I am pleased to announce that the WEN is in the building. I'm not opening yet bc I know I will be tempted to use it and have an herbal essences moment..which I can't since I just went to the salon on Saturday!!! Wen on Wednesday night... it's a date!!!


----------



## gymfreak336 (Sep 15, 2008)

*fabulosity* said:


> I am pleased to announce that the WEN is in the building. I'm not opening yet bc I know I will be tempted to use it and have an herbal essences moment..which I can't since I just went to the salon on Saturday!!! Wen on Wednesday night... it's a date!!!



Your gonna love it


----------



## EMJazzy (Sep 15, 2008)

*fabulosity* said:


> I am pleased to announce that the WEN is in the building. I'm not opening yet bc I know I will be tempted to use it and have an herbal essences moment..which I can't since I just went to the salon on Saturday!!! Wen on Wednesday night... it's a date!!!


 
I'm looking forward to your review!!  

You already know how I feel about it...


----------



## EMJazzy (Sep 16, 2008)

Ladies I WEN'd my 4y/o's hair ....let me tell you I have NEVER cried tears of happiness over a hair product til now.  I put WEN on her last night (a mixture of Almond Mint and Cucumber Aloe) and I left it on overnight (I baggied her hair) when I rinsed it out this morning  not one tear, not one 'ouch', no screaming, no fighting.....I am beyond grateful for this product.  

CHAZ DEAN BET NOT EVER CHANGE ANY INGREDIENTS EVER.


----------



## Priss Pot (Sep 16, 2008)

My order of Wen (Fig) should be in tomorrow.  I can't wait to try it.  If I like it, that means I have several bottles of Suave Tropical Coconut and Milk & Honey to get rid of .


----------



## Je Ne Sais Quoi (Sep 16, 2008)

EMJazzy said:


> Ladies I WEN'd my 4y/o's hair ....let me tell you I have NEVER cried tears of happiness over a hair product til now.  I put WEN on her last night (a mixture of Almond Mint and Cucumber Aloe) and I left it on overnight (I baggied her hair) when I rinsed it out this morning  not one tear, not one 'ouch', no screaming, no fighting.....I am beyond grateful for this product.
> 
> CHAZ DEAN BET NOT EVER CHANGE ANY INGREDIENTS EVER.

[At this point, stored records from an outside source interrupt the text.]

PR #801, opened 2026-07-14
fix(core): sync generated peer runtime stubs

dongkeren:
## Summary

- sync the committed Python runtime stub with the five peer methods already exposed by the native binding
- restore clean Product provenance after deterministic core rebuilds

## Validation

- generated diff reproduced identically across two full macOS Product builds
- staged repository gates passed
- prior exact merged-head Product build completed with verified KFD-3 receipt


kungfu-origin (approved):
Generated projection matches the native peer surface reproduced by the macOS Product build; scoped and ADR-neutral.

PR #856, opened 2026-07-14
feat(agent-session): detach product capsule worker

dongkeren:
## Summary

- detach Agent Session Capsule ownership from Electron main into one private local worker with a stable, runtime-scoped endpoint and reconnectable RPC client
- serialize missing-worker startup across independent clients with a private atomic lock so no client can unlink another workers live socket
- fence shutdown across the worker, RPC surface, runtime, and provider PTYs; a missing worker starts a new empty runtime instead of claiming recovery
- harden bounded VT/provider state classification against stale screens while keeping volatile terminal text memory-only
- retain machine-readable Stage 6 qualification evidence and a metadata-only real-provider dogfood runner

## Verification

- `./shifu test:agent-session-recovery-qualification` (real node-pty; retained p95 1.645 ms, final rerun p95 4.402 ms, ceiling 250 ms)
- `./shifu check:source` after review fix (246/246 source tests; includes independent-client startup race regression)
- `./shifu --filter @kungfu-tech/gui build` after rebase (main, preload, renderer passed)
- authenticated Codex 0.144.3: instruction/output, approval deny, interrupt, Electron-main reconnect, provider termination all passed

## Known limits

- authenticated Claude 2.1.209 reached ready, instruction/output, and main-process reconnect, but its tool-approval surface did not converge within the bounded qualification window
- Claude deny input was therefore not sent and no Claude approval outcome is claimed; the attempted side effect did not execute
- evidence records `promotionEligible=false`; this PR does not build, register, or promote a Kungfu product artifact
- machine restart durability remains unqualified; worker loss intentionally produces a new empty runtime and attempt
- the package-wide native peer test requires a prebuilt Core binding; the source-only PR gate and scoped Stage 6 qualification do not claim that native build

## Governance risk check

- [x] none of the above

## Checklist


kungfu-origin (approved):
Independent review passed after adding cross-client worker-start serialization and the startup-lock release race regression coverage. The detached-worker implementation, bounded recovery/privacy evidence, ADR-0081 partial projection, and nine required CI checks are coherent. This approval covers the implementation slice only: authenticated Claude approval/deny, machine restart, Linux/Windows product qualification, and promoted Mac product evidence remain explicit blockers; promotionEligible stays false.

PR #913, opened 2026-07-15
fix(gui): skip Python bytecode during macOS signing

dongkeren:
## Summary

- exclude Python bytecode and `__pycache__` contents from the macOS code-signing walk
- preserve every existing ignore rule and continue signing native libraries and executables
- avoid thousands of unnecessary Apple timestamp requests that made signed product packaging intermittently fail

## Failure evidence

Two exact-source macOS qualification attempts reached `@electron/osx-sign` and failed on different `.pyc` files with `A timestamp was expected but was not found`; signing the same failed file manually succeeded immediately afterward. The failure is therefore isolated to high-volume timestamping of non-code Python cache artifacts.

## Validation

- `node --test framework/gui/scripts/sign-macos.test.mjs` (5 passed)
- `./shifu check:source` (316 source contract, 76 runtime upgrade, 66 desktop adapter tests passed)
- commit staged gate passed

### DIFF
--- a/framework/gui/scripts/sign-macos.mjs
+++ b/framework/gui/scripts/sign-macos.mjs
@@ -3,6 +3,7 @@
 import { signAsync } from '@electron/osx-sign';
 
 const CERTIFICATE_HASH = /^[A-F0-9]{40}$/i;
+const PYTHON_BYTECODE = /(?:^|[\\/])__pycache__(?:[\\/]|$)|\.py[co]$/i;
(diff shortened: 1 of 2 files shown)


kungfu-origin (approved):
Reviewed the bounded macOS signing exclusion: Python bytecode is excluded while native libraries, executables, and existing ignore rules remain covered. Source and staged gates are green.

EM I thought about using the Fig Wen on my 5yo dd but didn't want her to be scared of the tingle or her scalp to burn from the menthol.  I think this weekend I am going to give it a try on her.


----------



## january noir (Sep 16, 2008)

TSUprincess04 said:


> My order of Wen (Fig) should be in tomorrow. I can't wait to try it. If I like it, that means I have several bottles of Suave Tropical Coconut and Milk & Honey to get rid of .


 
Girl, put that Suave in a bag and give it away.     It is no comparison to Wen.


----------



## BrownBetty (Sep 16, 2008)

Once I run low on fig/tea tree I am going to the sweet almond mint... sigh my credit card is crying.


----------



## january noir (Sep 16, 2008)

Fabulousity said:


> EM I thought about using the Fig Wen on my 5yo dd but didn't want her to be scared of the tingle or her scalp to burn from the menthol. I think this weekend I am going to give it a try on her.


 
Use the Cucumber Aloe.   I would think it is more for sensitive scalps.


----------



## Iluvsmuhgrass (Sep 16, 2008)

They shipped mine todayyyyyyyyyyy!!!!  Woot!


----------



## Je Ne Sais Quoi (Sep 16, 2008)

january noir said:


> Use the Cucumber Aloe. I would think it is more for sensitive scalps.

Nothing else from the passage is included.